There are four templates where the metadata for image files can be entered depending on the types of images. Types of images are explained in 'Importing Image Data' page. These templates need to be loaded before the actual zipped image files are loaded. If the image files are sent by BrAPI from Field Book app, the templates do not need to be loaded. Details of the columns for each of the templates can be found in Data Import-Excel Data Templates-Template list. Just click 'view' in Details column of the table.

  1. sample_image_bims
  2. accession_image_bims
  3. descriptor_image_bims
  4. marker_image_bims

Marker template

Marker template sook

Marker template

The marker_bims template is used to enter marker data. Data for markers of any type can be entered.

Below are descriptions for each of the columns in marker_bims. Columns with * are required.

  • dataset_name: name of the genotyping dataset. It should match a 'dataset_name' column entry in the dataset_bims template. This is used only when users need to keep the record of the dataset name for which a particular marker name was used.
  • * marker_name: name of the marker.
  • * marker_type: marker type such as SSR and SNP. 
  • * genus: The genus name of the organism from which the marker was developed.
  • * species: The species name of the organism from which the marker was developed.

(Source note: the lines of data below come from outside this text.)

PR #81, opened 2018-01-10
add topic page, query and update topic page links

ifsimicoded:
add topic page, query and update topic page links
We'll probably need to update these pages to have slugs and load from slugs

### DIFF
--- a/src/js/pages/Topic.js
+++ b/src/js/pages/Topic.js
@@ -35,14 +35,12 @@ class Topic extends Component {
   shouldComponentUpdate(nextProps, nextState) {
     // only rerender component when state has changed
     // this happens only when data is refetched
-console.log(this.state.data.id, nextState.data.id);
     if (nextState.data.id !== this.state.data.id) return true;
 
     return false;
   }
 
   fetchData(id) {
-
     axios
       .post(`${process.env.REACT_APP_CMS_ENDPOINT}/graphql/`, {
         query: topicPageQuery,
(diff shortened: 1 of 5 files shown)


src/js/queries/topicPageQuery.js
```diff
@@ -0,0 +1,23 @@
+const topicPageQuery = `
+  query topicPageQuery($pk:ID) {
```
benweatherman: Small nit: we should call it `$id` instead of `$pk`. The latter is used in `servicePageQuery` to aid the transition from database ID to slug (and should probably just be removed now). In this case we're using graphql IDs, so I think it'll be less confusing.

src/js/pages/Topic.js
```diff
@@ -0,0 +1,111 @@
...
+
+  shouldComponentUpdate(nextProps, nextState) {
+    // only rerender component when state has changed
+    // this happens only when data is refetched
+    if (nextState.data.id !== this.state.data.id) return true;
+
+    return false;
+  }
+
+  fetchData(id) {
```
mateoclarke: We're using this method in a couple different Page Components. And it seems like the `componentDidMount` and `shouldComponentUpdate` patterns are pretty consistent too. Not saying now is the time, but should we maybe think about a uniform abstraction for fetching data from the GraphQL server?

mateoclarke: My first instinct was a utility function, but i'd be open to seeing how other React-y patterns my be useful here.

Issue #34, opened 2017-12-14
Department page template


cthibaultatx:
- [ ] Leave out project tracker section

![mvp_s_2 0_dept](https://user-images.githubusercontent.com/20911665/34007369-26e7d0ee-e0c7-11e7-8b3a-7c369c6ba20c.png)

ifsimicoded:
Left in the project tracker section, but it can easily be commented out/removed. 
Closed by #83

ifsimicoded:
Left in the project tracker section, but it can easily be commented out/removed.
Closed by #83

PR #83, opened 2018-01-11
Department Page + stuff

ifsimicoded:
- Department page
- hide sections we don't have data for
- contact module update so cleaning happens once (thinkin out contacts data will be formatted the same regardless of what page we get it on)
- listlink module update so we can reuse


src/js/pages/Department.js
```diff
@@ -0,0 +1,119 @@
...
+            </div>
+          </div>
+        </div>
+
+        <RelatedLinks
+          relatedlinks={relatedlinks}
+          sectionType="secondary"
+          sectionLink={{url: "#", text: "Track all Resource Recovery projects"}}
+          sectionTitle="Track Resource Recovery Projects"
+          sectionText="Projects are short term, with a set budget, and defined goals. Projects can be specific to one department or a collaboration across multiple departments."
```
benweatherman: 🤓

src/js/page_sections/Contact.js
```diff
@@ -6,61 +6,76 @@ import Hours from 'js/modules/Hours';
...
-          })
-        }
-      </div>
-    );
+    let JSX;
+
+    if (!contacts || !contacts.length) {
+      JSX = null;
+    } else {
+      JSX = (
```
mateoclarke: this is a nifty pattern I hadn't really seen before

src/js/modules/ListLink.js
```diff
@@ -6,12 +6,11 @@ class ListLink extends Component {
...
   render() {
 
-    const { id, url, text, isBoxType } = this.props;
+    const { url, text, linkStyle } = this.props;
 
     return (
       <Link
-        className={ `coa-ListLink ${(isBoxType && "coa-ListLink--boxprimary" )}` }
-        key={id}
+        className={ `coa-ListLink coa-ListLink--${(linkStyle)}` }
```
mateoclarke: I like how you pass the modifier into classname right from the props. This makes me think that we should get back to adding PropTypes in our components. It will help us avoid a situation where this modifier gets an unexpected value. Should I add that to the backlog?

ifsimicoded: yes plz.

src/js/page_sections/Contact.js
ifsimicoded: it's my way of getting around linter requirements that always expect return statements.

src/js/helpers/cleanData.js
```diff
@@ -0,0 +1,38 @@
...
+  });
+};
+
+export const cleanRelatedServiceLinks = (links) => {
+
+  if (!links) return null;
+
+  return links.map((link) => {
+    return {
+      url: getPathWithLangCode(`/service/${link.slug}`),
```
ifsimicoded: removed the getPathWithLangCode from some react modules since not all links are inbound links. It was goofy with 311 outbound links (see screenshot)
screen shot 2018-01-12 at 4 46 06 pm

This will modify our url data during a cleanData step after data is fetched.

src/js/modules/ListLink.js
```diff
@@ -6,13 +6,12 @@ class ListLink extends Component {
...
   render() {
 
-    const { id, url, text, isBoxType } = this.props;
+    const { url, text, linkStyle } = this.props;
 
     return (
       <Link
-        className={ `coa-ListLink ${(isBoxType && "coa-ListLink--boxprimary" )}` }
-        key={id}
-        to={getPathWithLangCode(url)}
```
ifsimicoded: Removed getPathWithLang because the url data has already been parsed when data is fetched.

src/js/page_sections/RelatedLinks.js
```diff
@@ -8,37 +8,55 @@ class RelatedLinks extends Component {
...
-    const { relatedlinks, topicId, topicName } = this.props;
-
-    return (relatedlinks) && (
-
-      <div className="coa-section">
-        <div className="wrapper">
-          <SectionTitle title="Check out related city services" noBorder={true} />
-
-          <div className="row">
+    const { relatedlinks, sectionStyle, sectionTitle, sectionText, sectionLink } = this.props;
```
ifsimicoded: made this page_section more generic since we have a lot of places now rendering lists of box links.

src/js/pages/Service.js
```diff
@@ -64,19 +65,17 @@ class Service extends Component {
         }
       })
       .then(res => {
-        this.setState({ data: res.data.data.servicePage });
+        const data = this.cleanData(res);
```
ifsimicoded: if we cleanData (get it in the right format) before it's thrown in the state, this will prevent the issues we were seeing where the app would bomb trying to clean already cleaned data in the render method. Basically, this replaces the logic in 'shouldComponentUpdate'

ifsimicoded:
closes #34

PR #84, opened 2018-01-12
React intl

mateoclarke:
This got merged into the wrong branch originally. Retrying what should have been #74


src/js/pages/Service.js
```diff
@@ -27,25 +27,19 @@ class Service extends Component {
     this.fetchData(this.props.match.params.slug);
   }
 
-  componentWillReceiveProps(nextProps) {
+  componentWillReceiveProps(nextProps, nextState) {
```
ifsimicoded: really feeling you on the more global solution for data fetching.

PR #85, opened 2018-01-12
Use react router Link component

mateoclarke:
This PR is doing basic stuff. Replacing were we used `<a>` tags with the `<Link>` component provided by react-router-dom so we have that quick and smooth single page app style page transition instead of a page reload. 

When we switch to something SSR, that framework will likely have their own Link component provided with the routing library so we'll need to update which library we import Link from along with any other refactors required.

I also wrapped our Page Component routes in a `<Switch>` since they should all be mutually exclusive. We never render the Home Page and a Service Page together.


mateoclarke:
yeah, we should add an issue all around refocusing to the top element of the main section when the page reroutes.

PR #97, opened 2018-01-16
Add issue template

benweatherman:
It was suggested that having a template will make it easier to create issues. Let's try that out!


benweatherman:
I made a few more iterations and am going to merge as good enough for now. Please let me know if there are other changes we should make!

PR #877, opened 2015-09-02
Fix for BROOKLYN-169 - CreateUserPolicy always resets the password

ygy:
- Added parameter (BYON_USER_RESET_PASSWORD)
- BYON_USER_RESET_PASSWORD controls when password to be reset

Enter 'sp.' to represent one unknown species, 'spp.' to represent multiple unknown species.
  • Alias: other names used for the marker. Multiple aliases, separated by a semicolon (;), can be added.
  • SS_ID: the submitted SNPs (SS) number given by NCBI.
  • RS_ID: the refSNP (RS) number given by NCBI.
  • comments: Any comments about the marker.
  • ##property_name: user specified custom columns that should have ## as a prefix. It should match an entry in propery_bims with the type specified as marker
  • ###property_name: custom properties that are associated with markers in the specific dataset can be entered by three pound signs (###)  

Match marker template

Match marker template sook

Match marker template

The match_marker_bims template is used to merge marker information in the community database and the private database in BIMS. Users can enter the marker names in the community database and the matching marker names in their BIMS program to access other information on the markers such as genome positions and primer sequences stored in the community database.

Below are descriptions for each of the columns in match_marker_bims. Columns with * are required.

  • * BIMS: Marker name in BIMS.
  • * Chado: Marker name in Chado (community database).